# Required action:
Reproduce each entry below exactly as it appears.

Extracted records:
PR #3150, opened 2026-09-07
fix: stop dropping the changes walkthrough via dead inline_file_summary

### LINKED ISSUE #3116: inline_file_summary deletes the walkthrough; publish_file_comments has zero callers
### What

`publish_file_comments` has zero callers anywhere in `pr_agent/` (`grep -rn "\.publish_file_comments(" pr_agent/` returns nothing). The capability is consulted in exactly one place, and only inversely: `pr_agent/tools/pr_description.py:149-151` appends the changes walkthrough to the description body only when `publish_file_comments` is not supported, or when `inline_file_summary` is off. So with `inline_file_summary = true` on any provider whose `is_supported` answers True for the capability, which is GitHub, Azure DevOps, Gitea, CodeCommit, Gerrit and the local git provider, since none of their deny lists names it, the walkthrough is removed from the body and nothing publishes it anywhere. `GithubProvider.publish_file_comments` (`github_provider.py:1088-1120`) is a complete implementation that nothing calls; the Azure DevOps, GitLab, Bitbucket and Bitbucket Server definitions are a bare `pass`, and `GitProvider` declares no base method at all.

### Why it is worth fixing

A shipped setting silently deletes output. There is no error and no log line. #616 flipped the default to false in January 2024, which hid the problem rather than fixing it. This needs a decision rather than a patch: either wire the call up in `pr_description.py`, or remove the setting (`pr_agent/settings/configuration.toml:177`), the capability string and the dead method.

utsab345:
## Description

Fixes #3116.

`pr_description.py:149-151` appended the changes walkthrough to the PR body only when `publish_file_comments` was **not** supported, or when `inline_file_summary` was off. But nothing anywhere calls `publish_file_comments` (`grep -rn "\.publish_file_comments(" pr_agent/` returns nothing). So with `inline_file_summary = true` on any provider advertising the capability — GitHub, Azure DevOps, Gitea, CodeCommit, Gerrit, local — the walkthrough was removed from the body and never published anywhere. A shipped setting silently deleted output with no error and no log line.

# Output of the task:
PR #3150, opened 2026-09-07
fix: stop dropping the changes walkthrough via dead inline_file_summary

### LINKED ISSUE #3116: inline_file_summary deletes the walkthrough; publish_file_comments has zero callers
### What

`publish_file_comments` has zero callers anywhere in `pr_agent/` (`grep -rn "\.publish_file_comments(" pr_agent/` returns nothing). The capability is consulted in exactly one place, and only inversely: `pr_agent/tools/pr_description.py:149-151` appends the changes walkthrough to the description body only when `publish_file_comments` is not supported, or when `inline_file_summary` is off. So with `inline_file_summary = true` on any provider whose `is_supported` answers True for the capability, which is GitHub, Azure DevOps, Gitea, CodeCommit, Gerrit and the local git provider, since none of their deny lists names it, the walkthrough is removed from the body and nothing publishes it anywhere. `GithubProvider.publish_file_comments` (`github_provider.py:1088-1120`) is a complete implementation that nothing calls; the Azure DevOps, GitLab, Bitbucket and Bitbucket Server definitions are a bare `pass`, and `GitProvider` declares no base method at all.

### Why it is worth fixing

A shipped setting silently deletes output. There is no error and no log line. #616 flipped the default to false in January 2024, which hid the problem rather than fixing it. This needs a decision rather than a patch: either wire the call up in `pr_description.py`, or remove the setting (`pr_agent/settings/configuration.toml:177`), the capability string and the dead method.

utsab345:
## Description

Fixes #3116.

`pr_description.py:149-151` appended the changes walkthrough to the PR body only when `publish_file_comments` was **not** supported, or when `inline_file_summary` was off. But nothing anywhere calls `publish_file_comments` (`grep -rn "\.publish_file_comments(" pr_agent/` returns nothing). So with `inline_file_summary = true` on any provider advertising the capability — GitHub, Azure DevOps, Gitea, CodeCommit, Gerrit, local — the walkthrough was removed from the body and never published anywhere. A shipped setting silently deleted output with no error and no log line.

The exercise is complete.